Another point is the motion of plate 1. From the rotation file it looks like you already know the motion of plate 1 (relative to plate 0) so the following probably does not apply to you. However if you only know the motion of plate 1 relative to plate 3 (via spreading centre B) then you can also add that to the rotation file. In this case plate 1 moves relative to plate 3, which itself moves relative to plate 2, which in turns moves relative to plate 0. This means your plate circuit path would be `0 -> 2 -> 3 -> 1`. Note that to get the `3 -> 1` part of the circuit the `1 -> 3` rotation gets reversed.
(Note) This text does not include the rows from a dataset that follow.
PR #2420, opened 2017-11-14
[STORM-2814] Logviewer HTTP server should return 403 instead of 200 if the user is unauthorized

Ethanlm:
A trivial fix. Change the return HTTP Code from 200 to 403.
Also fixed the typos

https://issues.apache.org/jira/browse/STORM-2814


Ethanlm:
Last commit changed other place from using 401 to 403 so that we can have a consistent http code for AuthorizedExceptions.

HeartSaVioR:
Forgot to +1 here. +1

PR #2422, opened 2017-11-15
[STORM-2814] Logviewer HTTP server should return 403 if the user is unauthorized

Ethanlm:
Similar to https://github.com/apache/storm/pull/2420 . This is for  1.x-branch.


Ethanlm:
It seems that this patch should be able to merge into 1.1.x-branch easily. If there is a merge issue, I would like to file a separate pull request for it.

PR #2427, opened 2017-11-19
MINOR: Use booleans instead of strings for 'enable.auto.commit' setting

srdo:
Kafka understands booleans in this property just fine, there's no reason to use strings instead.


hmcl:
+1

srdo:
Thanks, applied to master and 1.x

PR #2430, opened 2017-11-20
[STORM-2827] fix Logviewer search returning incorrect logviewerUrl problem

Ethanlm:
https://issues.apache.org/jira/browse/STORM-2827

The logviewer search returns "http" url no matter whether logviewer is using https or not, which could lead to 404 not found error.

Tested it manually

### DIFF
--- a/storm-webapp/src/main/java/org/apache/storm/daemon/logviewer/handler/LogviewerLogSearchHandler.java
+++ b/storm-webapp/src/main/java/org/apache/storm/daemon/logviewer/handler/LogviewerLogSearchHandler.java
@@ -82,6 +82,7 @@ public class LogviewerLogSearchHandler {
     private final String daemonLogRoot;
     private final ResourceAuthorizer resourceAuthorizer;
     private final Integer logviewerPort;
+    private final String scheme;
 
     /**
      * Constructor.
@@ -97,8 +98,14 @@ public class LogviewerLogSearchHandler {
         this.logRoot = logRoot;
         this.daemonLogRoot = daemonLogRoot;
         this.resourceAuthorizer = resourceAuthorizer;
-
-        this.logviewerPort = ObjectReader.getInt(stormConf.get(DaemonConfig.LOGVIEWER_PORT));
+        Object httpsPort = stormConf.get(DaemonConfig.LOGVIEWER_HTTPS_PORT);
+        if (httpsPort == null) {
+            this.logviewerPort = ObjectReader.getInt(stormConf.get(DaemonConfig.LOGVIEWER_PORT));
+            this.scheme = "http";
+        } else {
+            this.logviewerPort = ObjectReader.getInt(httpsPort);
+            this.scheme = "https";
+        }
     }
 
     /**
@@ -662,7 +669,7 @@ public class LogviewerLogSearchHandler {
         parameters.put("start", Math.max(0, offset - (LogviewerConstant.DEFAULT_BYTES_PER_PAGE / 2) - (needle.length / -2)));
         parameters.put("length", LogviewerConstant.DEFAULT_BYTES_PER_PAGE);
 
-        return UrlBuilder.build(String.format("http://%s:%d/api/v1/log", host, port), parameters);
+        return UrlBuilder.build(String.format(this.scheme + "://%s:%d/api/v1/log", host, port), parameters);
     }
 
     @VisibleForTesting
@@ -675,7 +682,7 @@ public class LogviewerLogSearchHandler {
         parameters.put("start", Math.max(0, offset - (LogviewerConstant.DEFAULT_BYTES_PER_PAGE / 2) - (needle.length / -2)));
         parameters.put("length", LogviewerConstant.DEFAULT_BYTES_PER_PAGE);
 
-        return UrlBuilder.build(String.format("http://%s:%d/api/v1/daemonlog", host, port), parameters);
+        return UrlBuilder.build(String.format(this.scheme + "://%s:%d/api/v1/daemonlog", host, port), parameters);
     }
 
     @VisibleForTesting
--- a/storm-webapp/src/main/java/org/apache/storm/daemon/logviewer/LogviewerServer.java
+++ b/storm-webapp/src/main/java/org/apache/storm/daemon/logviewer/LogviewerServer.java
@@ -155,7 +155,7 @@ public class LogviewerServer implements AutoCloseable {
      */
     public static void main(String [] args) throws Exception {
         Utils.setupDefaultUncaughtExceptionHandler();
-        Map<String, Object> conf = Utils.readStormConfig();
+        Map<String, Object> conf = ConfigUtils.readStormConfig();
 
         String logRoot = ConfigUtils.workerArtifactsRoot(conf);
         File logRootFile = new File(logRoot);


Ethanlm:
The travis test passed on my repo: https://travis-ci.org/Ethanlm/storm/builds/304993981
Don't know why it failed here.

storm-webapp/src/main/java/org/apache/storm/daemon/logviewer/handler/LogviewerLogSearchHandler.java
```diff
@@ -97,8 +98,14 @@ public LogviewerLogSearchHandler(Map<String, Object> stormConf, String logRoot,
         this.logRoot = logRoot;
         this.daemonLogRoot = daemonLogRoot;
         this.resourceAuthorizer = resourceAuthorizer;
-
-        this.logviewerPort = ObjectReader.getInt(stormConf.get(DaemonConfig.LOGVIEWER_PORT));
+        Integer httpsPort = ObjectReader.getInt(stormConf.get(DaemonConfig.LOGVIEWER_HTTPS_PORT), 0);
```
srdo: It seems a little odd to me to use getInt with a default, and then check if the value is the default. Why not check if stormConf.get(...) returns null instead?

srdo:
I think some of the tests are still flaky.

storm-webapp/src/main/java/org/apache/storm/daemon/logviewer/handler/LogviewerLogSearchHandler.java
Ethanlm: It's possible that users set it to a non-positive number. We need to check them both.

srdo: You're right. I thought Logviewer was using the same validation code as storm-client and storm-server to ensure that stormConf was valid according to the annotations in DaemonConfig (e.g. LOGVIEWER_HTTPS_PORT is configured to use validation for "@isInteger" and "@isPositiveNumber".

Do you know if there's a reason why we aren't using the usual validation (this method https://github.com/apache/storm/blob/master/storm-client/src/jvm/org/apache/storm/validation/ConfigValidation.java#L710)?

revans2: @srdo I think the issue is around converting the number to an Integer.  If `ObjectReader.getInt` does not have a default option it will throw an exception on a null value which is the default.  But I think we could make it cleaner by doing something like

```
Object httpsPort = stormConf.get(DaemonConfig.LOGVIEWER_HTTPS_PORT);
if (httpsPort == null) {
    this.logviewerPort = ObjectReader.getInt(stormConf.get(DaemonConfig.LOGVIEWER_PORT));
    this.scheme = "http";
} else {
    this.logviewerPort = ObjectReader.getInt(httpsPort);
    this.scheme = "https";
}
```

revans2: @Ethanlm 

It can only be `null` or a non-zero positive number.

https://github.com/apache/storm/blob/61a944fd15e564482a5c55655daad9736948d961/storm-server/src/main/java/org/apache/storm/DaemonConfig.java#L353

srdo: @revans2 Your code snippet is more or less what I had in mind. I think @Ethanlm has a point too though. I don't think the validation annotations are checked anywhere in the Logviewer process.

The stormConf seems to be read here https://github.com/apache/storm/blob/master/storm-webapp/src/main/java/org/apache/storm/daemon/logviewer/LogviewerServer.java#L158 but I don't see any references to ConfigValidation in storm-webapp. 

I think we should consider running ConfigValidation.validateFields in the LogviewerServer main, so we can trust that the annotation constraints are enforced.

Ethanlm: @srdo @revans2  Thanks for the comments.  It seems to me that `ConfigValidation.validateFields` is only used to validate topology configurations. It's not used to validate the confs daemons use before launching the daemons.

revans2: Actually in the old clojure code we did validate it every time we loaded it.

https://github.com/apache/storm/blob/67c65e774f20d3091caed6da82d155887e966772/storm-core/src/clj/org/apache/storm/config.clj#L72-L80

Not sure what happened with the translation but it is a regression if we are not doing it any more.

Ethanlm: We have two `readStormConfig()`. One is https://github.com/apache/storm/blob/master/storm-client/src/jvm/org/apache/storm/utils/ConfigUtils.java#L135
The other one is 

https://github.com/apache/storm/blob/master/storm-client/src/jvm/org/apache/storm/utils/Utils.java#L262

It seems like we are using the second one everywhere. But we are supposed to use the first one

HeartSaVioR: @Ethanlm 
You're right about using which method to use: Only first one validates the fields. We should fix it, maybe better to rename `Utils.readStormConfig()` or even move the logic to ConfigUtils  if we don't find any place which should use Utils.readStormConfig() instead of ConfigUtils'. 

Btw, `ConfigValidation.validateFields` also validates DaemonConfig, if we have storm-server in classpath. Please refer https://issues.apache.org/jira/browse/STORM-832 and its patch https://github.com/apache/storm/pull/2065.

Ethanlm: It still seems not right to me. If we change `Utils.readStormConfig()` to `ConfigUtil.readStormConfig()` in `LogviewerServer`, we require the `LOGVIEWER_HTTPS_PORT` to be `@isInteger` and `@isPositiveNumber`. Then we will have to use https for logviewer in any cases and never be able to use http. See: https://github.com/apache/storm/blob/master/storm-core/src/jvm/org/apache/storm/ui/UIHelpers.java#L239

srdo: @Ethanlm I don't understand why? As far as I can tell both `@isInteger` (https://github.com/apache/storm/blob/master/storm-client/src/jvm/org/apache/storm/validation/ConfigValidation.java#L160) and `@isPositiveNumber` (https://github.com/apache/storm/blob/master/storm-client/src/jvm/org/apache/storm/validation/ConfigValidation.java#L450) allow nulls to pass the validation check. 

The configuration we'd disallow would be setting the https port to a negative number, which seems reasonable enough to me.

Ethanlm: Then it should be fine. I thought `@isInteger` and `isPositiveNumber` don't allow `null` value

Ethanlm:
I filed a separate jira for readStormConfig() related issue because it looks like there are many places using wrong function. We need to identify them and change them.
JIRA: https://issues.apache.org/jira/browse/STORM-2832

srdo:
+1, thanks for filing the followup issue too.

Ethanlm:
@srdo Thanks for the review.
@revans2 @HeartSaVioR  Could you please take a second look? Thanks

srdo:
Thanks @Ethanlm, merged to master.

PR #2432, opened 2017-11-21
[STORM-2829] fix logviewer deepSearch direct self-reference leading to cycle exception

Ethanlm:
https://issues.apache.org/jira/browse/STORM-2829

```
2017-11-21 21:06:19.369 o.e.j.s.HttpChannel qtp1471948789-17 [WARN] /api/v1/deepSearch/wc-1-1511188542
javax.servlet.ServletException: java.lang.RuntimeException: com.fasterxml.jackson.databind.JsonMappingException: Direct self-reference leading to cycle (through reference chain: org.apache.storm.daemon.logviewer.handler.Matched["matches"]->java.util.ArrayList[0]->java.util.HashMap["port"]->sun.nio.fs.UnixPath["fileSystem"]->sun.nio.fs.LinuxFileSystem["rootDirectories"]->sun.nio.fs.UnixPath["root"])
```

We are having the above exception because 
`truncatePathToLastElements(firstLogAbsPath, 2).getName(0)` returns a Path object. Then `OBJECT_MAPPER.writeValueAsString()` (in `Matched` `toJSONString()`) somehow interprets the path to `sun.nio.fs.UnixPath["fileSystem"]` and etc... which causes the exception. 

Tested it manually. With this patch, the deepSearch should works fine.
 

image

### DIFF
--- a/storm-webapp/src/main/java/org/apache/storm/daemon/logviewer/handler/LogviewerLogSearchHandler.java
+++ b/storm-webapp/src/main/java/org/apache/storm/daemon/logviewer/handler/LogviewerLogSearchHandler.java
@@ -414,7 +414,7 @@ public class LogviewerLogSearchHandler {
             } catch (IOException e) {
                 throw new RuntimeException(e);
             }
-            currentFileMatch.put("port", truncatePathToLastElements(firstLogAbsPath, 2).getName(0));
+            currentFileMatch.put("port", truncatePathToLastElements(firstLogAbsPath, 2).getName(0).toString());
             newMatches.add(currentFileMatch);
 
             int newCount = matchCount + ((List<?>)theseMatches.get("matches")).size();


srdo:
+1

My bad, the change to Path was made in https://github.com/apache/storm/pull/2360. @lawrencecraft you might want to be aware of this if you're still working on backporting logviewer changes to 1.x.

srdo:
I think we can avoid this issue in the future by upgrading Jackson https://github.com/FasterXML/jackson-databind/issues/373. The fix should be included as of version 2.7, which is when JDK7 basic classes became part of core jackson-databind.

Ethanlm:
@srdo @HeartSaVioR Thanks for the review

srdo:
Thanks @Ethanlm, merged to master

PR #2437, opened 2017-11-28
[STORM-2834] getOwnerResourceSummaries not working properly because scheduler is wrapped as BlacklistScheduler

Ethanlm:
https://issues.apache.org/jira/browse/STORM-2834

The condition of `scheduler instanceof ResourceAwareScheduler` or `scheduler instanceof MultitenantScheduler` will never be true because the scheduler is wrapped as BlacklistScheduler

Tested it manually.


govind-menon:
@revans2  There is now - https://issues.apache.org/jira/browse/STORM-2840

PR #2438, opened 2017-11-29
STORM-2835: storm-kafka-client KafkaSpout can fail to remove all tuples from waitingToEmit

hmcl:


srdo:
Could you clarify what the bug is here? I'm having trouble understanding why this could cause issues. `waitingToEmit` is an iterator on a list that we don't use for anything else, so I'm not clear on why we even need to call `waitingToEmit.remove()`?

hmcl:
Yes, you are right. Technically it is not necessary to remove the elements from the collection. Nevertheless, this code change addresses the following, important, issues:

1. Calling next() before hasNext() can throw NoSuchElementException
2. It is good practice remove the elements from the iterator (list) for two reasons
   a.  to relief memory pressure. Otherwise, until a new poll happens, all the tuples will remain in memory
   b. It makes sense from a system internals standpoint: Once you emit the record/tuple, it should no longer be in the waitingToEmit. Why should it be on this list, if it has already been emitted?
3. The code has is is a much more common pattern, and hence better practice as compared to the previous one.

The only reason I can think not to remove the elements from this list is performance. If we feel it gives that much more throughput, we can can consider not removing the elements. However, even if we don't remove the elements the code should be along the lines (perhaps refactoring a bit to avoid the empty body in the while loop)

```java
while (waitingToEmit.hasNext() && !emitTupleIfNotEmitted(waitingToEmit.next()));
```

HeartSaVioR:
So there's `hasNext()` in `waitingToEmit()` which made me confused...

I agree technically the patch may not be required, but I'd like to propose removing `hasNext()` from `waitingToEmit()` and adopt this patch, which helps to read `emit()` method.

And I prefer throwing out the list instead of removing elements if we discard the list just after loop end, but this is not the case so I'm +1 to remove element when element is not needed.

srdo:
@hmcl Thanks for elaborating.

As @HeartSaVioR mentions, there's a `hasNext` call in `waitingToEmit()`, which is called before this loop, so I don't think it's possible that we call `next` without calling `hasNext` first. That said, I agree that this change makes the code easier to read, so we should make the change regardless.

Regarding `waitingToEmit.remove`, we aren't just failing to remove the last element from the list. We end up back in this loop in the next call to `nextTuple` if there are still unemitted records, so we're failing to remove any element that results in a tuple getting emitted, since we skip `waitingToEmit.remove` when `emitTupleIfNotEmitted` returns true. Since we never read any element from `waitingToEmit` more than once, I think we should remove elements as soon as they're read, i.e. something like 
```java
while (waitingToEmit.hasNext()) {
  boolean emitted = emitTupleIfNotEmitted(waitingToEmit.next());
  waitingToEmit.remove();
  if (emitted) {
    break;
  }
}
```

@HeartSaVioR We might need to keep the `hasNext` call in `waitingToEmit()` since `waitingToEmit()` is also used to decide whether to poll for new records. I think if we remove it the spout will poll for more tuples even if there are still pending records in the `waitingToEmit` list.

HeartSaVioR:
@srdo `waitingToEmit()` is also called from `poll()` to determine whether it should poll or not. Got it. Thanks for letting me know. :)

hmcl:
@srdo @HeartSaVioR thanks for the review. Can you please take another look. Thanks.

HeartSaVioR:
@hmcl 
I'm still +1 and I think @srdo agreed to make change. Let's merge in.

external/storm-kafka-client/src/main/java/org/apache/storm/kafka/spout/KafkaSpout.java
```diff
@@ -242,9 +242,7 @@ public void nextTuple() {
                     }
                 }
 
-                if (waitingToEmit()) {
-                    emit();
-                }
+                emitIfWaitingNotEmitted();
```
srdo: If you're removing the waitingToEmit check, I think you should check for null in emitIfWaitingNotEmitted.

HeartSaVioR:
Sorry I didn't recognize the code has changed. I'll revoke my +1 and take a look. Sorry about that.

external/storm-kafka-client/src/main/java/org/apache/storm/kafka/spout/KafkaSpout.java
HeartSaVioR: +1 Nice finding.

external/storm-kafka-client/src/main/java/org/apache/storm/kafka/spout/KafkaSpout.java
```diff
@@ -372,19 +370,23 @@ private void ackRetriableOffsetsIfCompactedAway(Map<TopicPartition, Long> earlie
...
             waitingToEmit.remove();
+            if (emitted) {
+                break;
+            }
         }
     }
 
     /**
-     * Creates a tuple from the kafka record and emits it if it was not yet emitted.
+     * Creates a tuple from the kafka record and emits it if it was never emitted or is ready to be retried
```
HeartSaVioR: nit: If my memory is right, checksytle will check the ending '.' in javadoc. It is missing.

external/storm-kafka-client/src/main/java/org/apache/storm/kafka/spout/KafkaSpout.java

srdo:
+1

arunmahadevan:
@HeartSaVioR , can we look at merging this if your comments have been addressed ?

hmcl:
@arunmahadevan @HeartSaVioR @srdo this patch has been merged into master and 1.x-branch

PR #2440, opened 2017-11-30
STORM-2784: storm-kafka-client KafkaTupleListener method onPartitionsReassigned() should be called after initialization is complete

In this case you could have something like:

``````002 0.0 0.0 0.0 0.0 000 !Plate 2
002 10.0 0.0 0.0 0.0 000 !
003 0.0 0.0 0.0 0.0 001 !Plate 3
003 5.0 0.0 0.0 0.0 001 ! Spreading B at 5.0 (plate 3 relative to 1, ie, 1 -> 3)
003 10.0 0.0 0.0 0.0 001 !
003 0.0 0.0 0.0 0.0 002 !Plate 3
003 5.0 0.0 0.0 0.0 002 ! Spreading A at 5.0
003 10.0 0.0 0.0 0.0 002 !
``````

…where I’ve changed plate 2 to move relative to plate 0 (instead of plate 1) just to show the example. Note that there are three 003/001 rows followed by three 003/002 rows (in other words they are not interspersed, and hence avoid the issues mentioned above).

That example looks a bit confusing because it appears plate 3 is moving relative to both plates 1 and 2 over the same 0-10Ma time period (which seems contradictory). But the example should work in this plate circuit scenario (`0 -> 2 -> 3 -> 1`). Alternatively, it could be written in the more traditional form by reversing the `1 -> 3` rotation to be `3 -> 1`:

``````002 0.0 0.0 0.0 0.0 000 !Plate 2
002 10.0 0.0 0.0 0.0 000 !
001 0.0 0.0 0.0 0.0 003 !Plate 1
001 5.0 0.0 0.0 0.0 003 ! Spreading B at 5.0 (plate 3 -> 1, ie, reverse of 1 -> 3)
001 10.0 0.0 0.0 0.0 003 !
003 0.0 0.0 0.0 0.0 002 !Plate 3
003 5.0 0.0 0.0 0.0 002 ! Spreading A at 5.0
003 10.0 0.0 0.0 0.0 002 !
``````

…and even less confusing is to rename plate 1 to plate 4 so the plate circuit becomes `0 -> 2 -> 3 -> 4`:

``````002 0.0 0.0 0.0 0.0 000 !Plate 2
002 10.0 0.0 0.0 0.0 000 !
003 0.0 0.0 0.0 0.0 002 !Plate 3
003 5.0 0.0 0.0 0.0 002 ! Spreading A at 5.0
003 10.0 0.0 0.0 0.0 002 !
004 0.0 0.0 0.0 0.0 003 !Plate 4
004 5.0 0.0 0.0 0.0 003 ! Spreading B at 5.0
004 10.0 0.0 0.0 0.0 003 !
``````

Although this example is probably not the best advice (since I’m a programmer and have not done any real world modelling of plates), so just putting it there to highlight that different plate circuit approaches can be used depending on the situation.